И побежала наверх надевать кроссовки.

Мерри занималась французским.

— Стер! — сказала она сестре. — Какое красивое ожерелье!

Мэллори вытянула руки с украшением, восхищаясь его тончайшим золотым плетением, красивой штриховкой по окружности диска, пером, которое должно навевать хорошие сны, если повесить его над кроватью.

— Это прощальный подарок, памятный сувенир. Понимаю, Купер этого не планировал, нет… Но мне кажется, что он не сможет оправиться после того, что с нами тогда случилось…

Мэлли чувствовала себя опустошенной, словно от нее остались лишь кости да кожа. Если хорошенько потрясти, ее маленькое высохшее сердце задребезжит, ударяясь о ребра.

— Купер обещал мне вернуться, но я чувствую, что этому не бывать, — добавила она.

— Ой, Мэллори! Я и не знала, что у тебя с Купером все кончено.

— Ладно, проехали.

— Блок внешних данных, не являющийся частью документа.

PR #3328, opened 2022-02-14
Shorten results output in docs

### LINKED ISSUE #3032: Access Raw Results Output is too long
Just reviewing the docs and found this under the AutoML User Guide:

image

We should figure out a way to deal with this kind of thing.  I think a couple of options here are:

1. Modifying the cell to only show the first few keys or so of the output.
2. Modifying the output cell so that it's a scrollable window that's limited in size.

bchen1116:
fix #3032 

Rather than editing the output of the results themselves, I figured the better approach would be to truncate the cell output for this.

image

https://feature-labs-inc-evalml--3328.com.readthedocs.build/en/3328/user_guide/automl.html#Access-raw-results

### DIFF
--- a/docs/source/user_guide/automl.ipynb
+++ b/docs/source/user_guide/automl.ipynb
@@ -653,7 +653,11 @@
   {
    "cell_type": "code",
    "execution_count": null,
-   "metadata": {},
+   "metadata": {
+    "tags": [
+     "output_scroll"
+    ]     
+   },
    "outputs": [],
    "source": [
     "automl.results"
--- a/docs/source/user_guide/automl.ipynb
+++ b/docs/source/user_guide/automl.ipynb
@@ -653,14 +653,13 @@
   {
    "cell_type": "code",
    "execution_count": null,
-   "metadata": {
-    "tags": [
-     "output_scroll"
-    ]     
-   },
+   "metadata": {},
    "outputs": [],
    "source": [
-    "automl.results"
+    "import pprint\n",
+    "pp = pprint.PrettyPrinter(indent=0, width=100, depth=3, compact=True, sort_dicts=False)\n",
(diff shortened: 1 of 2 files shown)


freddyaboulton (approved):
Thanks @bchen1116 ! This looks good to me. If we decide we need a pprint call in more places in the docs we can invest in trying to find a way to apply the pretty-printing automatically.

docs/source/user_guide/automl.ipynb
```diff
@@ -657,7 +657,10 @@
    "metadata": {},
    "outputs": [],
    "source": [
-    "automl.results"
+    "import pprint\n",
+    "pp = pprint.PrettyPrinter(indent=0, width=100, depth=3, compact=True, sort_dicts=False)\n",
```
jeremyliweishih, line 661: could we set `depth=2` and then showcase just one pipelines results with:
`automl.results['pipeline_results'][0]`?  I still think the output is rather long and takes multiple scrolls to get through.

bchen1116: My main worry is that `depth=2` gives users very little information:
image

I can definitely try to combine it with your latter suggestion and see how it works!

jeremyliweishih: ah true that doesn't look the best.. lmk if adding more information will make it better but def not blocking!

angela97lin (approved):
Thanks @bchen1116! Agreed with @freddyaboulton that it could be a good idea to do this automagically if we run into it more in the future but this is great 😁

docs/source/user_guide/automl.ipynb
bchen1116: image

I like the previous better. will change back!

PR #382, opened 2017-06-02
[B] Fix issue with resource marker not updating on delete

### LINKED ISSUE #373: Removing a resource annotation doesn't remove it from margin until page reload.

SMaxOwok:
[Fixes #373]


zdavis:
@SMaxOwok I added an extended commit message here that explains what we discovered on Friday. I want to make sure that if we come back to this, we are able to remember why we made the change that we did.

PR #385, opened 2017-06-02
[B] Fix project thumbnail usage and style

### LINKED ISSUE #378: Project thumbnail is stretched on frontend
If you upload a landscape image as a project thumbnail, it seems to be cropped in the backend (good), but stretched on the frontend (bad).

screen shot 2017-06-02 at 11 30 55 am

SMaxOwok:
This PR address bug #378, but also includes a usage change.  We previously were using the project's avatar image on the home grid, while it seems we should be looking for Cover -> Avatar -> Placeholder.

[Fixes #378]

### DIFF
--- a/api/app/models/concerns/attachments.rb
+++ b/api/app/models/concerns/attachments.rb
@@ -59,7 +59,7 @@ module Attachments
 
   # rubocop:disable Metrics/BlockLength
   class_methods do
-    # Sets up paperclip atttachment configuration for `field`. The `type` argument
+    # Sets up paperclip attachment configuration for `field`. The `type` argument
     # references attachment validation in Manifold config attachments.validations. This
     # bit of metaprogramming provides a number of methods to the model for each attachment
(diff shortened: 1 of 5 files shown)


zdavis:
@SMaxOwok — actually, we want to use avatar -> placeholder on the project thumbnail grids. I need to rename the cover field, but that is only rendered on the project page. Can you adjust accordingly?

SMaxOwok:
@zdavis I updated this to only use the avatars or placeholders.

We needed a little bit of calculation to determine which attachment style to use (square version if square or landscape), so it seemed to make sense to store the dimensions in the db rather than calculate each time the page renders.  I worked with @scryptmouse, originally using the PaperclipMeta gem, but simplified it to just add a method to the attachment concern.

This will add the original file dimensions as an attribute on the project.  Any attachment can have this applied with an additional column `#{field}_meta`.

If you want to approach this in a different way, let me know.

Issue #281, opened 2017-04-21
Backend collection management


zdavis:

zdavis:
From PT:

```
This view is going to change a bit, but Lael and I are still working through the design. In the meantime, I want admins to have the basic ability to create collections and put resources in them.

Add a new "Collections" tab to the backend project edit view. Clicking it takes you to a list of collections on that project, which can follow the same format as the resource list. Build create and edit forms for the collection.

Add a has_many type field to the resource view that allows a user to place it in a project collection.
 ```

zdavis:
To start, let's add a searchable list of resource collections to the resources tab on the backend projectDetail view. The collection list can live above the resource list. Users should be able to add a new collection or click through to a collection. The collection edit view should let users edit the collection properties and thumbnails. 

We need to think about an effective way to allow users to add and remove resources in the collection. I may ask Lael to do some design here, but in the meantime I think we should have a stop-gap approach. Perhaps we could have a searchable list of resources with "in collection" and "not in collection" filters, in addition to the regular filters. Each row in the list could include a switch to toggle membership in the collection. Explore this a bit and see what you can come up with.

Note that this is for v0.3.0. Until v0.2.0 is released, this PR should be for a v0.3.x branch, which we can create. Once v0.2.0 is out, the PR can be against master.

PR #387, opened 2017-06-03
[F] Implement backend collection management

zdavis:
[Completes #281]


zdavis:
The lint errors above are inaccurate. We prefer leading dot position, yet Hound is for some reason not seeing that in our rubocop config file. These linting errors can be ignored.

zdavis:
Nice job on this, @SMaxOwok

PR #413, opened 2017-06-28
[F] Admins can create new user accounts

SMaxOwok:
Adds a new user creation interface for admins with randomly generated password.
Update user sign in overlay to include email, name and password.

Я сейчас еду на бал. Ты передала Нили мою записку? Спасибо ей за платье.

— Она рада, что смогла тебе помочь. Хочет взамен фотографии.

— Никто нас снимать не будет, — заявила Мэллори.

— Не думаю, что мама Дрю на это пойдет. В конце концов, это его праздник, — ответила Мерри.

Мэллори фыркнула и ушла на ежедневную пробежку. На этот раз она направилась в холмы, ожидая увидеть вдалеке белую тень и прислушиваясь, не трещит ли поблизости кустарник. Ничего. Мэллори взобралась на гребень хребта и ждала до тех пор, пока солнце не коснулось края горизонта. Ничего. Ей пришлось опрометью мчаться домой, в спешке принимать душ, а после сносить адские муки нанесения подводки для глаз. Линия шла вкривь и вкось. Приходилось стирать ее с помощью детского масла и снова наносить основу под макияж.

У Мерри на такое уходило не больше пяти минут.

— Ты меня с ума сведешь! Дай я тебе помогу!

Мередит взяла инициативу в свои руки. Кисточки, словно волшебные палочки, замелькали в ее проворных руках.

— А теперь займемся твоими волосами. Как ты смотришь на высокую прическу со спадающими по сторонам прядями?

— Ни за что! — отрезала Мэллори.

— Ладно. Тогда французская косичка, закрепленная сзади заколкой.

Мередит ловко заплела темные волосы сестры в тугую косу, уложила ее вокруг головы, закрепила заколкой и сеточкой из серебряных нитей. На этот раз в оба уха девочки было вставлено по гвоздику-сережке с гранатом. Мерри помогла ей надеть через голову узкое, облегающее фигуру на манер Русалочки платье от Веры Вонг. Мэллори послушно позволила сестре подвести ее к высокому зеркалу.

— Ух ты!

— Мое произведение искусства! — гордо заявила Мередит.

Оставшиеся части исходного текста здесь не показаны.